Boyde hopes it will provide a new set of connections through which the many parts of mathematics where diagram algebras play a role can interact.
Applying new methods
Over the last four years, a variety of new topological techniques, concerning shape and space, have been developed to study algebraic properties of objects called diagram algebras. These algebras originate in physics and appear in a wide variety of contexts in algebra, geometry, and knot theory. This project will apply the new methods, first to study stability and instability properties in algebra, and second to investigate other applications in a variety of contexts, including knot theory, and the geometry of surfaces.

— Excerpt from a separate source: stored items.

PR #9901, opened 2021-10-27
Update portmidi with more recent portmedia release

cme:
Portmidi is no longer maintained as a standalone package,
but is maintained as part of the larger portmedia release.


lazka:
semi related, while browsing upstream and arch I noticed that upstream is moving to github:

* context: https://github.com/mixxxdj/portmidi/issues/8
* (WIP?) github repo: https://github.com/rbdannenberg/portmidi

cme:
> semi related, while browsing upstream and Arch I noticed that upstream is moving to github:

Oh, fantastic! Great find. I spent a while trying to work out what the current state of any 'official' development might be, but didn't find this. With PortAudio already on GitHub now as a separate project, having PortMidi be the same will be great.

PR #9907, opened 2021-10-28
asio: Update to 1.20.0

podsvirov:
There is compilation failure for examples `src/examples/cpp14/parallel_group/` because preprocessor macro `ASIO_HAS_POSIX_STREAM_DESCRIPTOR` defined, but why?...


podsvirov:
Replased by #10009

Topological tools for algebraic problems
Topology began around 1900 with Poincaré and Noether, who used algebra to study shapes and spaces. Since then, this relationship has reversed in some cases: topological tools now help study algebra. Often, to study algebraic objects topologically, researchers use algebraic homology theories. ''You can think of these as a sort of scanner, like an x-ray, and they give you a topological picture of your algebraic input. “Taking a scan” here really means doing a calculation, and these calculations are often exceedingly difficult. Many mathematicians around the world, in many different areas, work on problems that involve this sort of calculation'', Boyde explains.
Unexpected discovery
Recently, researchers made key advances in computing homology for diagram algebras, algebraic structures where elements are geometric diagrams. In joint work with Boyd, Randal-Williams and Sroka, they discovered unexpected structure: a new way of breaking it into small pieces, and an, even more surprising, way of multiplying elements. This makes both computation and expression of results much more efficient.
New topological insights into knots and algebra
Mathematicians now have access to a lot of new topological information about diagram algebras. Therefor Boyde want to figure out what that can tell us about the other parts of mathematics where these algebras play a role (principally knot theory and representation theory). Boyde: ''The project has two main goals: first, to investigate what additional information about knots can be uncovered by studying the homology of diagram algebras beyond what is captured by the Jones polynomial. And second, to develop and apply a newly discovered method (a spectral sequence, in collaboration with Sroka) for computing Hochschild homology. A more powerful and detailed homological tool that reveals deeper geometric structures and plays a key role in areas such as support varieties in representation theory.''
Boyde will join the Center for Topology and Applications Amsterdam for the upcoming three years.
Veni
The NWO Veni grant, of up to 320.000 euros, is awarded to excellent researchers who have recently obtained their PhD, to conduct independent research and develop their ideas for a period of three years. Laureates are at the start of their scientific career and display a striking talent for scientific research.